Let’s now turn to several provisions of the tax bill that are very positive for charitable giving.

First, the law keeps intact the ability to make Qualified Charitable Distributions (QCDs) directly from your IRA up to $100,000 each year. If you are 70 ½ or older and have Required Minimum Distributions (RMDs) that you must take from your IRA, making a Qualified Charitable Distribution (QCD) from your IRA to your favorite charity is a tax wise way to make a gift.

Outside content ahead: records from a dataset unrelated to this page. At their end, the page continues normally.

PR #926, opened 2023-09-25
`run_tests`: fix tests on non-english machines

### LINKED ISSUE #916: Tests fail on non-english locales
When tests are ran with a different locale, the tests fail because of the language. Examples of failing tests are below. Locale is pt_BR.UTF-8.

**How to Reproduce:**

Set locale to pt_BR.UTF-8. Run ./run_tests.sh. Some tests will fail with translations of expected output. Examples:

test_kw_parse_get_errors
ASSERT:line 538, statement 0:
Expected: "kw: unrecognized option '--fee'"
but got:  "kw: opção não reconhecida “--fee”"

ASSERT:line 538, statement 1:
Expected: "kw: option '--xpto' requires an argument"
but got:  "kw: a opção “--xpto” requer um argumento"

**Expected behavior:**

Clearly, these tests should pass, since the error is the same as the expected one.

**System information:**

 - OS: Arch Linux
 - kw Version: fdf96de
 - Bash Version: 5.1.16(1)-release (x86_64-pc-linux-gnu)

**Additional context:**

jooag:
On machines with non-english locales, some error messages generated are printed in that language. The tests assertions, thus, fail inappropriately. In this context, set LANGUAGE environment variable before running the tests.

Closes #916.

### DIFF
--- a/run_tests.sh
+++ b/run_tests.sh
@@ -107,7 +107,8 @@ if [[ "$#" -eq 0 ]]; then
   # Note: Usually we want to use double-quotes on bash variables, however,
   # in this case we want a set of parameters instead of a single one.
   strip_path $files_list
-  run_tests
+  # Note: LANGUAGE environment variable must be set in order to avoid error messages in other languages.
+  LANGUAGE=en_US.UTF_8 run_tests
 elif [[ "$1" == 'list' ]]; then
   index=0
   files_list=$(find ./tests/ -name '*_test.sh')
@@ -118,7 +119,7 @@ elif [[ "$1" == 'list' ]]; then
   done
 elif [[ "$1" == 'test' ]]; then
   strip_path "${@:2}"
-  run_tests
+  LANGUAGE=en_US.UTF_8 run_tests
 else
   show_help
 fi


rodrigosiqueira:
@davidbtadokoro

run_tests.sh
```diff
@@ -107,7 +107,8 @@ if [[ "$#" -eq 0 ]]; then
   # Note: Usually we want to use double-quotes on bash variables, however,
   # in this case we want a set of parameters instead of a single one.
   strip_path $files_list
-  run_tests
+  # Note: LANGUAGE environment variable must be set in order to avoid error messages in other languages.
+  LANGUAGE=en_US.UTF_8 run_tests
```
davidbtadokoro, line 111: You also need to do this in line 122 to avoid single test runs like

```bash
./run_tests.sh test kwlib_test
```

Distributions of up to $100,000 may be made each year and the amount will count toward your RMD but will not be recognized as income on your tax return. The distribution must come directly from your IRA custodian to the charity. We have a number of people who add to their scholarship or designated funds at the Community Foundation using this tool. Unfortunately, it appears that the new tax law still does not allow QCDs to Donor Advised Funds; however, there seems to be some debate on this point, which I will be following closely.

Secondly, taxpayers who itemize may now deduct up to 60 percent of their adjusted gross income each year, up from 50. And if they cannot deduct the full amount in the year of the gift, the balance can still be carried forward for 5 years. The deduction on appreciated assets (e.g. stocks) was maintained at 30 percent.

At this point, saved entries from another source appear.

PR #929, opened 2023-09-28
Standardization and introducing a verbose mode for kw diff

aquilamacedo:
This commit standardizes the structure of the `diff.sh`
file and adds the verbose mode option to `kw diff`

### DIFF
--- a/src/diff.sh
+++ b/src/diff.sh
@@ -1,17 +1,15 @@
-include "${KW_LIB_DIR}/lib/kwio.sh"
 include "${KW_LIB_DIR}/lib/kwlib.sh"
+include "${KW_LIB_DIR}/lib/kwio.sh"
 
-# Hash containing user options
-declare -gA diff_options
+declare -gA options_values
 
-function diff_manager()
+function diff_main()
 {
-  local files_paths=${*: -2}
-  local interactive
-  local target_1
-  local target_2
+  local target_a="$1"
+  local target_b="$2"
+  local flag
 
-  IFS=' ' read -r -a files <<< "$files_paths"
+  IFS=' ' read -r -a files <<< "${target_a} ${target_b}"
   for file in "${files[@]}"; do
     if [[ "$file" =~ -h|--help ]]; then
       diff_help "$file"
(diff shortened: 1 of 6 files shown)


src/diff.sh
```diff
@@ -1,98 +1,49 @@
...
-  local files_paths=${*: -2}
-  local interactive
-  local target_1
-  local target_2
+  local target_a="$1"
+  local target_b="$2"
+  local flag
 
-  IFS=' ' read -r -a files <<< "$files_paths"
+  IFS=' ' read -r -a files <<< "$target_a $target_b"
```
rodrigosiqueira, line 12: String concatenation.

src/diff.sh
```diff
@@ -1,98 +1,49 @@
...
-  fi
-
-  interactive="${diff_options['INTERACTIVE']}"
-  test_mode="${diff_options['TEST_MODE']}"
+  interactive="${options_values['INTERACTIVE']}"
+  test_mode="${options_values['TEST_MODE']}"
 
   if [[ "$test_mode" == 'TEST_MODE' ]]; then
-    printf '%s\n' "$target_1 $target_2 $interactive"
+    printf '%s\n' "$target_a $target_b $interactive"
```
rodrigosiqueira, line 40: Use one `%s` per variable, and separate those variables from the double-quotes.

src/diff.sh
```diff
@@ -144,30 +95,81 @@ function diff_side_by_side()
...
   if [[ ! -f "$file_1" || ! -f "$file_2" ]]; then
-    complain "Make sure that $file_1 and $file_2 are a valid files"
+    diff_help
     return 22 # EINVAL
   fi
 
   diff_cmd="$diff_cmd $file_1 $file_2"
   if [[ "$interactive" == 1 ]]; then
-    diff_cmd="$diff_cmd | less -R"
+    diff_cmd="${diff_cmd} | less -R"
```
rodrigosiqueira, line 111: Use `--RAW‐CONTROL‐CHARS` instead of `-R`

src/diff.sh
```diff
@@ -144,30 +95,81 @@ function diff_side_by_side()
...
   fi
 
   cmd_manager "$flag" "$diff_cmd"
 }
 
+# This function gets raw data and based on that fill out the options values to
+# be used in another function.
+#
+# @raw_options String with all user options
```
rodrigosiqueira, line 120: fwiu, you dropped this variable.

rodrigosiqueira (changes requested):

src/diff.sh
davidbtadokoro: @aquilamacedo, considering the latest force-push, I think you forgot to also replace `'%s\n'` for `'%s %s %s\n'`

davidbtadokoro (changes requested):
Hi @aquilamacedo, thanks so much on the change. Besides the comment that I left on the conversation that I reopened, you should remove the full stop in both commit messages headers.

And there is even more good news for those who do itemize their charitable deductions. The Pease limitations that reduced the itemized deductions of higher income earners have been repealed. So those higher income charitable givers are not taking a haircut on their deductions like under previous tax law.

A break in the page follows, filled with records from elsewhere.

PR #930, opened 2023-09-30
Fix kernel-config-manager to work with env

rodrigosiqueira:


src/kernel_config_manager.sh
```diff
@@ -734,6 +747,10 @@ function parse_kernel_config_manager_options()
         options_values['TARGET']="$REMOTE_TARGET"
         shift 2
         ;;
+      --verbose)
+        options_values['VERBOSE']=1
+        shift
+        ;;
```
davidbtadokoro, line 753: You forgot to add `verbose` to the `long_options` definition. Without it, the `--verbose` option gets denied by `kw_parse` before getting here.

davidbtadokoro (changes requested):
Hi @rodrigosiqueira and thanks for the contribution!
Overall it looks very nice. Left some comments, see if you can address those.
Also, going to add a comment below with the diff of both Bash and Zsh completions.

src/kernel_config_manager.sh
```diff
@@ -43,6 +43,8 @@ function kernel_config_manager_main()
     exit 22 # EINVAL
   fi
 
+  [[ -n "${options_values['VERBOSE']}" ]] && flag='HIGHLIGHT_CMD'
```
davidbtadokoro, line 46: `flag` is setted by default to `SILENT` at line 22. Because of the "pattern" used by @aquilamacedo when [introducing verbose to the features](https://github.com/kworkflow/kworkflow/blob/b8129dc38e8c8f1ca1a3e29e787f9fa4c69d641a/src/self_update.sh#L14C1-L14C1), I think you could change line 22 to be only
```bash
local flag
```
and add the following line as the first command of the function
```bash
flag=${flag:-'SILENT'}
```

davidbtadokoro:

We do anticipate that some of our donors who have a Donor Advised Fund at the Community Foundation may use their fund to bunch their gifts. They might put a larger amount into their fund in one year so they can itemize their charitable gift and then makes grants out of their fund to their favorite charities over several years. So, in other words they may bunch their charitable giving into one year to receive a more favorable tax benefit.

The stock market at record highs is also positive for charitable giving. A donation of appreciated securities continues to be one of the most tax advantaged ways to give. By transferring the securities to a charity, you avoid the capital gain and also get the charitable deduction for the contribution. Stocks in your portfolio with the largest capital gain are the best to donate.

I do have to admit my crystal ball is not always right. I predicted in an earlier column that the estate tax would be repealed and it was not. However, the estate tax for a married couple now is not a factor for estates less than $22.36 million, up from $10.98 million. So, even fewer households will be impacted by the estate tax.

I am optimistic about charitable giving in 2018 under the new tax law based on the reasons stated in this column, mainly based on my pretty well informed gut. The Giving USA study on charitable giving in 2018 will be published in July of 2019, so I guess I will have to wait until then find out if my gut and logic are correct. Only time will tell.

– Phil Hanson is president and CEO of the Truman Heartland Community Foundation, based in Independence.